Cuando llevaban a Jesús, echaron mano de un tal Simón de Cirene, que volvía del campo, y le pusieron la cruz encima, para que la llevara detrás de Jesús.
Detrás de Jesús iba una gran multitud del pueblo, y mujeres que lloraban y se lamentaban por él.
Pero Jesús se volvió hacia ellas y les dijo: «Mujeres de Jerusalén, no lloren por mí, sino por ustedes mismas y por sus hijos.
Porque vienen días en que se dirá: “Dichosas las estériles, y los vientres que no concibieron, y los pechos que no amamantaron.”
Entonces comenzarán a pedir a los montes: “¡Caigan sobre nosotros!” Y dirán a las colinas: “¡Cúbrannos por completo!”

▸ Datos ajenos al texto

PR #1591, opened 2025-07-11
Decrease ctest overhead by fusing across precisions

maddyscientist:
This PR will hopefully get the CI passing within the time limit again
* Fix some warnings with nvc++
* All ctest instances now use a single instance for different precisions, reducing the test latency

There is a small amount of cleanup that came for free here, but this PR doesn't attempt to clean up all the tests affected.

### DIFF
--- a/tests/hisq_unitarize_force_test.cpp
+++ b/tests/hisq_unitarize_force_test.cpp
@@ -1,35 +1,35 @@
 #include <cstdio>
 #include <cstdlib>
 #include <cstring>
+#include <sys/time.h>
 
 #include <quda.h>
+#include <instantiate.h>
+#include <gauge_field.h>
+
 #include "host_utils.h"
-#include <command_line_params.h>
-#include "gauge_field.h"
+#include "command_line_params.h"
 #include "misc.h"
 #include "test.h"
 #include "hisq_force_reference.h"
 #include "ks_improved_force.h"
-#include <sys/time.h>
-#include <gtest/gtest.h>
 
-quda::GaugeField *cudaFatLink = NULL;
-quda::GaugeField *cpuFatLink = NULL;
+using test_t = ::testing::tuple<QudaPrecision>;
 
-quda::GaugeField *cudaOprod = NULL;
-quda::GaugeField *cpuOprod = NULL;
-
-quda::GaugeField *cudaResult = NULL;
-quda::GaugeField *cpuResult = NULL;
-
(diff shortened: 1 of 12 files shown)


tests/staggered_gsmear_test.cpp
```diff
@@ -52,41 +60,55 @@ TEST_F(StaggeredGSmearTest, verify)
...
-  ::testing::TestEventListeners &listeners = ::testing::UnitTest::GetInstance()->listeners();
-  if (comm_rank() != 0) { delete listeners.Release(listeners.default_result_printer()); }
+  if (link_recon != QUDA_RECONSTRUCT_NO) errorQuda("Error: link reconstruction is currently not supported");
 
-  if (link_recon != QUDA_RECONSTRUCT_NO) {
-    printfQuda("Error: link reconstruction is currently not supported.\n");
-    exit(0);
-  }
+  int test_rc = 0;
+  if (!enable_testing) {
```
weinbe2, line 108: It looks like something got lost here?

tests/hisq_unitarize_force_test.cpp
```diff
@@ -1,35 +1,34 @@
...
 #include "host_utils.h"
-#include <command_line_params.h>
-#include "gauge_field.h"
+#include "command_line_params.h"
 #include "misc.h"
 #include "test.h"
 #include "hisq_force_reference.h"
 #include "ks_improved_force.h"
-#include <sys/time.h>
-#include <gtest/gtest.h>
```
weinbe2, line 14: Not a hill I'll die on, but I'd prefer leaving in the explicit `#include <gtest/gtest.h>` as opposed to leaving it implicitly in another header. I think it makes it easier to quickly understand what's going on for the testing mechanism in this file. (But, again, not a hill I'll die on)

tests/staggered_gsmear_test.cpp
maddyscientist: Oops, I didn't commit my final bit for that one.  Will do so.

tests/hisq_unitarize_force_test.cpp
maddyscientist: The reason I am replacing the explicit gtest inclusion is to reduce the explicit dependency on gtest.  I'm not saying I plan to move away from gtest, but some abstraction is good.  E.g., in a similar spirit to how we abstract MPI or QMP.  I intend `test.h` to simplify the process of writing tests, and move as much functionality to there as possible.

PR #1592, opened 2025-07-17
Hardcode 64 wavefront size in the HIP backend

dmcdougall:
The `__GFX9__` macros (and friends) are only defined in the device pass.  Since the `warp_size` function is used on the host side, the `#else` branch was returning something different than what was returned on the device.

We need to be able to handle devices with different wavefront sizes, and we need to be able to expose those to the host.  The usual mechanism for host exposure is to probe the HIP runtime for the current device's `warpSize` property, but this approach isn't a constant expression.

In the future, we'll need an approach that either a) doesn't rely on constexpr-ness; or b) or can rely on constexpr-ness but simply isn't used on the host.

**Note**: This is only intended to be a short-term workaround.

@leonhostetler Can you give this a shot and see if it fixes your runtime error?

### DIFF
--- a/include/targets/hip/target_device.h
+++ b/include/targets/hip/target_device.h
@@ -145,11 +145,8 @@ namespace quda
        architecture we are running on.
     */
     constexpr int warp_size() {
-      #if defined(__GFX9__)
+      // FIXME: Need to handle devices with different wavefront sizes
       return 64;
-      #else
-      return 32;
-      #endif
     }
 
     /**


leonhostetler:
@dmcdougall I have tested this on Frontier, and it resolves the runtime error I was seeing. Thanks for the quick resolution!

dmcdougall:
You're very welcome, I'm happy to help.

This is just a short-term workaround.  I'm talking to the other QUDA developers and maintainers at a later date to figure out a plan for support for other devices.

maddyscientist (approved):

PR #1593, opened 2025-07-19
Added missing popVerbosity() to lib/interface_quda.cpp

leonhostetler:
In `lib/interface_quda.cpp`, three functions--`performGFlowQuda`, `performAdjGFlowSafe`, and `performAdjGFlowHier`--were missing the `popVerbosity()` at the end of the function after using `pushVerbosity()` at the beginning. Thus, when calling one of these functions repeatedly, one ends up with an output file containing thousands of warnings like:
```
performGFlowQuda: WARNING: Verbosity stack contains 189 elements.  Is there a missing popVerbosity() somewhere?
```


maddyscientist (approved):
Thank you @leonhostetler

PR #1600, opened 2025-09-19
Autotuning Enhancement

maddyscientist:
This PR seeks to reduce the autotuning overheads when doing shared memory throttling
* The advancement through shared memory over allocation was previously done in a dumb way, assuming that the only limiter for occupancy is dynamic shared memory and the number of threads in a block.
* Using this information, we then over allocate the shared memory to test `1..n` CTAs per SM, where `n` is the max blocks per SM.
* By computing `n` using only the shared memory, we end up testing many more configs than we should, since we may be much more limited by registers.
* By using the CUDA occupancy calculator, we can compute what `n` is exactly and use that to set the tuning space.  To do so, I've created an API wrapper `qudaOccupancyMaxActiveBlocksPerMultiprocessor`.
* For double precision kernels the space reduction factor is more like 4x and for single precision, it's closer to 2x (a statement of being more register limited with double than single).

This PR has a couple of other additions included as well
* Avoid shared carve out tuning on targets that don't support it, e.g., AMD
* WAR for CUDA 13 CUB compilation with MG enabled

### DIFF
--- a/include/dslash.h
+++ b/include/dslash.h
@@ -86,7 +86,7 @@ namespace quda
 
     bool tuneSharedCarveOut() const override
     {
-      static bool tune_shared = true; // default is to do carve out tuning
+      static bool tune_shared = device::shared_carve_out_supported(); // default is to do carve out tuning
       static bool init = false;
 
       if (!init) {
--- a/include/dslash.h
+++ b/include/dslash.h
@@ -86,7 +86,8 @@ namespace quda
 
     bool tuneSharedCarveOut() const override
     {
-      static bool tune_shared = device::shared_carve_out_supported(); // default is to do carve out tuning
+      // default is to do carve out tuning if the architecture supports it
+      static bool tune_shared = device::shared_carve_out_supported();
       static bool init = false;
 
       if (!init) {
--- a/include/targets/hip/tunable_kernel.h
+++ b/include/targets/hip/tunable_kernel.h
@@ -33,11 +33,28 @@ namespace quda
   protected:
     QudaFieldLocation location;
 
+    /**
+       @brief Set the maximum number of blocks that can reside on an
+       SM.  This is called when we are autotuning to allow us to work
+       out how many different shared memory over allocations we should
+       use to minimally cover all occupancy variations.
+     */
+    void setMaxActiveBlocks(const kernel_t &kernel, const TuneParam &tp) const
+    {
+      if (activeTuningWarmup() && tuneSharedBytes()) {
+        auto tp2 = tp;
+        setSharedBytes(tp2);
+        // only compute max number blocks when we have no shared memory over subscription
+        if (tp.shared_bytes == tp2.shared_bytes) max_active_blocks = qudaOccupancyMaxActiveBlocks(kernel, tp);
+      }
+    }
+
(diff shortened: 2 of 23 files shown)


include/dslash.h
```diff
@@ -86,7 +86,7 @@ namespace quda
 
     bool tuneSharedCarveOut() const override
     {
-      static bool tune_shared = true; // default is to do carve out tuning
+      static bool tune_shared = device::shared_carve_out_supported(); // default is to do carve out tuning
```
weinbe2: I'd update the comment to say "the default is to do carve out tuning if the architecture supports it"

include/targets/hip/tunable_kernel.h
```diff
@@ -12,26 +12,50 @@ namespace quda
...
+       SM.  This is called when we are autotuning to allow us to work
+       out how many different shared memory over allocations we should
+       use to minimally cover all occupancy variations.
+     */
+    void setMaxActiveBlocks(const kernel_t &kernel, const TuneParam &tp) const
+    {
+      if (activeTuningWarmup() && tuneSharedBytes()) {
+        auto tp2 = tp;
+        setSharedBytes(tp2);
+        // only compute max number blocks when we have no shared memory over subscription
```
weinbe2, line 47: This logic feels a bit fragile... I understand why this only gets called once (warm-up only happens once), but why does this equality guarantee there's no shared memory oversubscription? Is it because `tp` is at its default setting now, which is `shared_bytes == 0`?

weinbe2:
This PR looks good at a high level, with an outstanding question on some logic related to setting the max number of blocks. I'll give this the approve once that's cleared up and the CI passes, I know @bjoo is planning some hands-on testing.

include/targets/hip/tunable_kernel.h
maddyscientist: This works because `setSharedBytes` sets the shared memory to the default value with no oversubscription, e.g., the max of `sharedBytesPerThread()` and `sharedBytesPerBlock()`.  If we have this equality, then we know that we cannot be over allocating shared memory by definition, so that the max number of blocks per SM that the occupancy calculator returns is the true value, and not masked by oversubscription.

I think it's fairly robust.

include/dslash.h
maddyscientist: bc91f944d27cc9a73da407dbee0fe4ffc6980dff

bjoo:
Hmm. Commit [fdfafe2](https://github.com/lattice/quda/pull/1600/commits/fdfafe22da1653aa7a483f046f2da754b2e5124a) broke the compilation (according to a Git Bisect) with CUDA-13.0. This just adds the guard around the include of `<cub/block/block_reduce.cuh>`. Is it possible that the preproc symbol is not there in the compilation

```
#ifdef QUDA_MMA_AVAILABLE
#include <cub/block/block_reduce.cuh>
#endif
```
?

bjoo:
Looks like QUDA_MMA_AVAILABLE was not available. I included #include <quda_arch.h> and that fixed the build issue I had.

bjoo (approved):
Looks good to me and it worked with Chroma

weinbe2 (approved):
I'm happy about all the changes, thanks @maddyscientist !

PR #1602, opened 2025-10-21
Fix bug with complex::operator+ and complex::operator-

maddyscientist:
thanks to @SaltyChiang for reporting this bug


weinbe2 (approved):
Nice catch @SaltyChiang . Approved, we just need to wait until CI (presumably successfully) completes before merging.

SaltyChiang:
@maddyscientist @weinbe2 Thank you very much for the quick fix!

Issue #599, opened 2015-09-02
Dead code elimination overkills/underkills in a few cases


lukhnos:
I found two types of cases for which the dead code eliminator currently can't generate compilable code. Here's the first type:

```java
class Foo {
  static final int x = f();

  static int f() { return 0; }

  static class Bar {}
}

class Baz extends Foo.Bar {}
```

The ProGuard usage report is just one line:

    Foo

So `Foo` is dead, but `Foo.Bar` and `Baz` aren't. In the code generated by `j2objc --dead-code-report`, however, `Foo.Bar` is not found, and `Foo.x` is kept. In the translated `+[Foo initialize]`, `Foo_x_` will get its value by calling `Foo_f()`, which no longer exists.

This is because `DeadCodeEliminator` removes all declarations inside a dead class except inlinable constants, and `Foo.x` is seen as such a constant because it's a static final primitive.

We should check if `Foo.x` is really a constant. As for static nested classes, even if both `Baz` and `Foo.Bar` are dead, `Foo.Bar` still shouldn't be removed, because of the way j2objc translates dead classes and interfaces. There will still be a `@interface Baz : Foo_Bar` generated, and therefore the removal of `Foo.Bar` is problematic.

The second type is about constructors:

```java
class P {
  String x;
  P(String x) {}
}

class Q extends P {
  Q(String x) { super(x); }
}

class R extends P {
  R(String x) { super(x); }
  static void f() {}
}
```

And the ProGuard usage report is:

    Q
    R:
        R(java.lang.String)

The generated `Q_init_` and `R_init_` read:

```objc
void Q_init(Q *self) {
  P_init(self);
}

void R_init(R *self) {
  P_init(self);
}
```

The problem is there is no `P_init`. The sole constructor of `P` requires a `String`, and so the generated init function is `P_initWithNSString_`.

`InitializationNormalizer.addDefaultConstructor` is called in both cases, but neither `Q_init` nor `R_init` has the information that `P`'s constructor requires. Since no instances will be created for `Q` and `R`, those generated default constructors will never be called, and I think it is sound to make them no-ops.

lukhnos:
PR merged, closing this now.

PR #600, opened 2015-09-02
Improve dead code elimination

lukhnos:
This fixes the cases discussed in #599 with changes to `DeadCodeEliminator`. This requires that the dead code map be passed to `InitializationNormalizer` later in the translation process, though. I've also added the discussed test cases. Improvements include:

* Don't remove static nested classes from a dead class
* Also visit static nested classes in a dead class
* Be more strict about what makes a value inlinable
* Don't call super from the generated default constructor if the entire class is dead or if all constructors are dead


tomball:
Thanks very much for your contribution!

PR #606, opened 2015-09-08
Fix the "lock = this" pattern in Reader, Writer, and synchronized Collections

### LINKED ISSUE #605: The translated java.io.Reader leaks memory when the lock object is itself
This is related to #169. `StringReader` is currently leaking itself, because the default constructor of `java.io.Reader`, its superclass, is using itself as the lock object:

``` java
protected Reader(Object lock) {
  if (lock == null) {
    throw new NullPointerException("lock == null");
  }
  this.lock = lock;
}
```

A [proposed fix](https://groups.google.com/d/msg/j2objc-discuss/fRgehuDZG5k/8MUFFzNfJP0J) discussed in the mailing list is to nullify `lock` in `StringReader.close`:

``` java
final StringReader reader = new StringReader(txt)  {
   public void close() {
    super.close();
    lock = null;
   }
};
```

This can be applied to `StringReader`'s own `close` method, but it is pretty common that `StringReader.close` is never called (presumably because people know that the underlying resource is a string).

I'm currently relying on modifying the translated `Reader.m`:

``` objc
- (void)dealloc {
  if (lock_ != self) {
    RELEASE_(lock_);
  }
  [super dealloc];
}

void JavaIoReader_init(JavaIoReader *self) {
  NSObject_init(self);
  // JreStrongAssign(&self->lock_, self);  // deleted
  self->lock = self;
}
```

Not sure if this is the best way to do it (and certainly modifying the translated output is not ideal), though it requires no changes to the `@synchorized(lock_)` uses in `Reader`'s other methods.

I haven't tried to move this back to the Java source using OCNI, though I assume it'll be needed (I realized, for example, that `IosX509Certificate` has its `-dealloc` implemented that way).

lukhnos:
This fixes #605 following @tomball's suggestion that we can just use a new object for the lock.

I'm a little curious what happens when j2objc wants to merge the next version of Android source. Would this kind of fix cause future maintenance issues?

### DIFF
--- a/jre_emul/android/libcore/luni/src/main/java/java/io/Reader.java
+++ b/jre_emul/android/libcore/luni/src/main/java/java/io/Reader.java
@@ -43,11 +43,12 @@ public abstract class Reader implements Readable, Closeable {
     protected Object lock;
 
     /**
-     * Constructs a new {@code Reader} with {@code this} as the object used to
-     * synchronize critical sections.
+     * Constructs a new {@code Reader} with a lock object to synchronize
+     * critical sections.
      */
     protected Reader() {
-        lock = this;
+        // j2objc: Use a new object rather than this to avoid reference cycle.
+        lock = new Object();
     }
 
     /**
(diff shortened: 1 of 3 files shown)


tomball:
Would you please add a comment above each line, something like "// j2objc: use a new object rather than this to avoid reference cycle."? That will make it more obvious that this change needs to be preserved when merging with future Android releases. Answer your question? ;-)

lukhnos:
> That will make it more obvious that this change needs to be preserved when merging with future Android releases. Answer your question? ;-)

Makes sense. Comments added. Thanks!

Issue #622, opened 2015-09-30
ThreadPoolExecutor releases tasks prematurely when interrupted


danieldickison:
When `cancel(true)` is called on a Future that is currently being run by a ThreadPoolExecutor, the Callable object is released immediately which can lead to null pointer dereferencing if the body of the `call()` method accesses `this`.

While it's possible in some cases to catch an InterruptedException in the `call()` method, this isn't always possible (e.g. when doing networking with HttpURLConnection), and checking `Thread.interrupted()` is unreliable since the interrupt can happen between the check and subsequent code.

The bug is observed both with `-use-arc` and without. (Sorry about multiple edits here — initially I thought it only happened with -use-arc; it appears to happen less reliably without ARC, but it still does happen.)

Example:

```java
package com.bandcamp.shared;

import android.util.Log;

import java.util.LinkedList;
import java.util.List;
import java.util.concurrent.Callable;
import java.util.concurrent.ExecutorService;
import java.util.concurrent.Executors;
import java.util.concurrent.Future;

public class ExecutorServiceTest {
    private static final int THREADS = 2;
    private static final int DELAY = 1000;
    private String x = "something";
    private List<Future<Object>> futures = new LinkedList<>();
    private ExecutorService execServ = Executors.newFixedThreadPool(THREADS);

    public void test() {
        Future<Object> f = execServ.submit(new Callable<Object>() {
            @Override
            public Object call() throws Exception {
                doSomething();
                try {
                    Thread.sleep(DELAY);
                }
                catch (InterruptedException e) {}
                Thread.sleep(DELAY);
                doSomething(); // Crashes here
                return null;
            }
        });
        try {
            Thread.sleep(DELAY / 2);
            f.cancel(true);
        } catch (InterruptedException e) {
            e.printStackTrace();
        }

        //futures.add(f); // prevents crash
    }

    private void doSomething() {
        Log.i("ExecutorServiceTest", "doSomething: " + x);
    }
}
```

```swift
let executorServiceTest = BCExecutorServiceTest()
executorServiceTest.test()
```

danieldickison:
One workaround is to enable `-use-arc` and then create a strong reference to `this` for the duration of `call()`:

```java
public Object call() throws Exception {
    Object strongThis = this;
    strongThis.hashCode(); // quick way to suppress unused var warnings in both java and objc.
    ...
```

kstanger:
An alternative to `-use-arc` in your workaround is our `@RetainedLocalRef` annotation:
[...]

PR #623, opened 2015-10-01
Fix premature release in canceled FutureTask

danieldickison:
If a FutureTask is already running when it is canceled by another thread, the Callable in the FutureTask is released immediately and the Callable.call method can crash it it references `this`. This fix makes sure the FutureTask keeps a local retained reference to the Callable while it runs.

Fixes issue #622 (ThreadPoolExecutor releases tasks prematurely when interrupted).

### DIFF
--- a/jre_emul/android/libcore/luni/src/main/java/java/util/concurrent/FutureTask.java
+++ b/jre_emul/android/libcore/luni/src/main/java/java/util/concurrent/FutureTask.java
@@ -274,7 +274,7 @@ public class FutureTask<V> implements RunnableFuture<V> {
         boolean ran = false;
         int s = state;
         try {
-            Callable<V> c = callable;
+            @RetainedLocalRef Callable<V> c = callable;
             if (c != null && s == NEW) {
                 try {
                     c.call(); // don't set result
--- a/jre_emul/android/libcore/luni/src/main/java/java/util/concurrent/FutureTask.java
+++ b/jre_emul/android/libcore/luni/src/main/java/java/util/concurrent/FutureTask.java
@@ -6,6 +6,8 @@
 
 package java.util.concurrent;
 
+import com.google.j2objc.annotations.RetainedLocalRef;
+
 import java.util.concurrent.locks.LockSupport;
 
 /**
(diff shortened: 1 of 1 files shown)


jre_emul/android/libcore/luni/src/main/java/java/util/concurrent/FutureTask.java
```diff
@@ -229,7 +231,7 @@ public void run() {
             !U.compareAndSwapObject(this, RUNNER, null, Thread.currentThread()))
             return;
         try {
-            Callable<V> c = callable;
+            @RetainedLocalRef Callable<V> c = callable;
```
kstanger: Please duplicate this change below. (line 277)

kstanger:
Great job, I also tracked this issue down and have the same change locally!

I should point out that even with this fix, there still exists a race condition because the instructions that read the "callable" field then retain it do not do so atomically. I'm currently looking into modifications to our memory model to help with concurrent field access. In the meantime, this should fix your issue from a practical point of view.

jre_emul/android/libcore/luni/src/main/java/java/util/concurrent/FutureTask.java
danieldickison: Good catch; done.

danieldickison:
Thanks! I did notice the non-atomicity of reading `callable` and then retaining it, but hopefully the window for this race condition is small enough to be a rare condition in practice. It seems difficult to overcome without some sort of locking in the FutureTask implementation (making atomic the variable read+retain when running and the write+release when canceling). I'm curious to see what changes to the memory model will solve this issue.

kstanger:
It seems that solving the race condition will require locking on variable access, since there's no other way to make the read+retain atomic. We'll probably want to limit this to volatile variables, in which case the fix here will be to declare callable as volatile.

danieldickison:
Thanks for merging. I agree that a lock would be necessary. I thought maybe ARC can guarantee that atomicity without locks, but I don't think that's the case after reading this section of the ARC documentation: http://clang.llvm.org/docs/AutomaticReferenceCounting.html#optimization

kstanger:
Also, here is Apple's implementation for synthesized properties, which uses
spinlocks for atomic properties.
http://www.opensource.apple.com/source/objc4/objc4-532.2/runtime/Accessors.subproj/objc-accessors.mm

kstanger:
FYI - I've documented the recent changes to the memory model here: http://j2objc.org/docs/Memory-Model.html

danieldickison:
That's super useful and also fascinating to read. Thanks Keith.

PR #638, opened 2015-10-15
Swift frames in stack traces

danieldickison:
Swift frames are currently excluded from stack traces (e.g. when logging exceptions and via `Thread.getStackTrace()`) because Swift mangles symbol names. This patch adds native code in StackTraceElement.java to attempt to demangle the most common forms of Swift function symbols so that they appear in j2obc-generated stack traces.

As far as I know, the name mangling scheme is undocumented. This implementation uses info from several sources online where people have reverse-engineered the format, as well as some of my own experimentation. It doesn't handle every possible Swift symbol, but it should handle most "normal" object methods, and it should bail out safely if it encounters anything that it doesn't recognize.

It would be nice to have tests for this, but I haven't figured out how to incorporate Swift-based unit tests.

### DIFF
--- a/jre_emul/Classes/java/lang/StackTraceElement.java
+++ b/jre_emul/Classes/java/lang/StackTraceElement.java
@@ -168,15 +168,15 @@ public class StackTraceElement implements Serializable {
 
   /*-[
   // This is based on undocumented details of the Swift compiler as reverse-engineered by several
-  // sources online, and it doesn't attempt to be comprehensive, but tries to demangle the most common
-  // type of object instance methods.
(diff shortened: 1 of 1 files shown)


tomball:
Thanks, this looks great! (And yes, we need to figure out Swift unit testing soon.)

Please reformat for a maximum of 100 columns, as otherwise our internal version control system balks. It looks like that only affects one statement and two comment lines.

danieldickison:
@tomball: done.

I'm sure more and more new projects will start using Swift on the iOS side, so having unit tests that run Swift will be a big benefit.

PR #642, opened 2015-10-16
Update Number.java for Long serializable

MarcImbert:
Hi,
Sorry in advance for my poor english.
I've an error when I translate a class at who I pass a "Long" type when it expect a generic type serializable and comparable:
error: SimpleAutoIndexedEntity.java:15: Bound mismatch: The type Long is not a valid substitute for the bounded parameter <ID extends Serializable & Comparable<ID>> of the type SimpleEntity<ID>
It seems that it was because the Number.java (who is present in the jre_emul.jar file) doesn't implement java.io.Serializable. That's why "Long" class who inherit of the "Number" class can't be serializable.
I've compared to the official Number.java file from the java.lang package and there is other differences on byteValue and shortValue methods.
I don't know if it's necessary, or obligatory, to update this methods too, but this update seems work with it.
Do you think it's good?

### DIFF
--- a/jre_emul/stub_classes/java/lang/Number.java
+++ b/jre_emul/stub_classes/java/lang/Number.java
@@ -22,12 +22,12 @@ package java.lang;
  *
  * @see java.lang.Object
  */
-public abstract class Number {
+public abstract class Number implements java.io.Serializable {
 
   public Number() {}
 
   public byte byteValue() {
-	  return 0;
+	  return (byte)intValue();
   }
 
   public abstract double doubleValue();
@@ -39,6 +39,8 @@ public abstract class Number {
   public abstract long longValue();
 
   public short shortValue() {
-    return 0;
+    return (short)intValue();
   }
+  
+  private static final long serialVersionUID = -8742448824652078965L
 }
--- a/jre_emul/stub_classes/java/lang/Number.java
+++ b/jre_emul/stub_classes/java/lang/Number.java
@@ -27,7 +27,7 @@ public abstract class Number implements java.io.Serializable {
   public Number() {}
 
   public byte byteValue() {
-	  return (byte)intValue();
+	  return 0;
   }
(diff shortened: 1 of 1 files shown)


MarcImbert:
I signed it.

De : googlebot [mailto:notifications@github.com]
Envoyé : vendredi 16 octobre 2015 12:42
À : google/j2objc
Cc : marc imbert
Objet : Re: [j2objc] Update Number.java for Long serializable (#642)


Thanks for your pull request. It looks like this may be your first contribution to a Google open source project, in which case you'll need to sign a Contributor License Agreement (CLA).

[:memo:]Please visit https://cla.developers.google.com/ to sign.

Once you've signed, please reply here (e.g. I signed it!) and we'll verify. Thanks.

________________________________

  *   If you've already signed a CLA, it's possible we don't have your GitHub username or you're using a different email address. Check your existing CLA data<https://cla.developers.google.com/clas> and verify that your email is set on your git commits<https://help.github.com/articles/setting-your-email-in-git/>.
  *   If you signed the CLA as a corporation, please let us know the company's name.

tomball:
Thanks for investigating this issue. Number is mapped directly to NSNumber, rather than being translated, so this is a stub class which is only used for its class and method declarations. That means that only the 'implements Serializable' part of your fix helps translation. The translator maps [NSNumber's charValue to Number.byteValue, and longLongValue to Number.longValue](https://github.com/google/j2objc/blob/master/translator/src/main/resources/com/google/devtools/j2objc/JRE.mappings#L171). None of the methods in stub classes do anything, so we make them empty or return false/0/null to make that obvious.

Please undo the method changes and I'll be happy to pull in your 'implements Serializable' fix.

MarcImbert:
I've undo the method changes.

tomball:
Thanks for your contribution!

PR #649, opened 2015-10-26
Segmented-headers defaults to true

advayDev1:
Adds the flag --no-segmented-headers to disable the feature.
Ignore and accept the old --segmented-headers flag.

Per https://groups.google.com/d/msg/j2objc-discuss/Db3YUD9V0TY/C4HYerpQAwAJ

### DIFF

Porque, si esto hacen con el árbol verde, ¡qué no harán con el árbol seco!»
Con Jesús llevaban también a otros dos, que eran malhechores, para ser ejecutados.
Cuando llegaron al lugar llamado de la Calavera, lo crucificaron allí, lo mismo que a los malhechores, uno a la derecha de Jesús y otro a su izquierda.
[Jesús decía: «Padre, perdónalos, porque no saben lo que hacen.»] Y los soldados echaron suertes para repartirse entre ellos sus vestidos.
Mientras el pueblo observaba, los gobernantes se burlaban de él y decían: «Ya que salvó a otros, que se salve a sí mismo, si en verdad es el Cristo, el escogido de Dios.»
También los soldados se burlaban de él; hasta se acercaron y le ofrecieron vinagre,
mientras decían: «Si eres el Rey de los judíos, ¡sálvate a ti mismo!»
Había sobre él un epígrafe que en letras griegas, latinas y hebreas decía: «ESTE ES EL REY DE LOS JUDÍOS.»
Uno de los malhechores que estaban allí colgados lo insultaba y le decía: «Si tú eres el Cristo, ¡sálvate a ti mismo y sálvanos a nosotros!»
Pero el otro lo reprendió y le dijo: «¿Ni siquiera ahora, que sufres la misma condena, temes a Dios?
Lo que nosotros ahora padecemos es justo, porque estamos recibiendo lo que merecían nuestros hechos, pero este no cometió ningún crimen.»
Y a Jesús le dijo: «Acuérdate de mí cuando llegues a tu reino.»
Jesús le dijo: «De cierto te digo que hoy estarás conmigo en el paraíso.»
Desde el mediodía y hasta las tres de la tarde hubo tinieblas sobre toda la tierra.
El sol se oscureció, y el velo del templo se rasgó por la mitad.
En ese momento Jesús clamó a gran voz, y dijo: «Padre, en tus manos encomiendo mi espíritu.» Y después de haber dicho esto, expiró.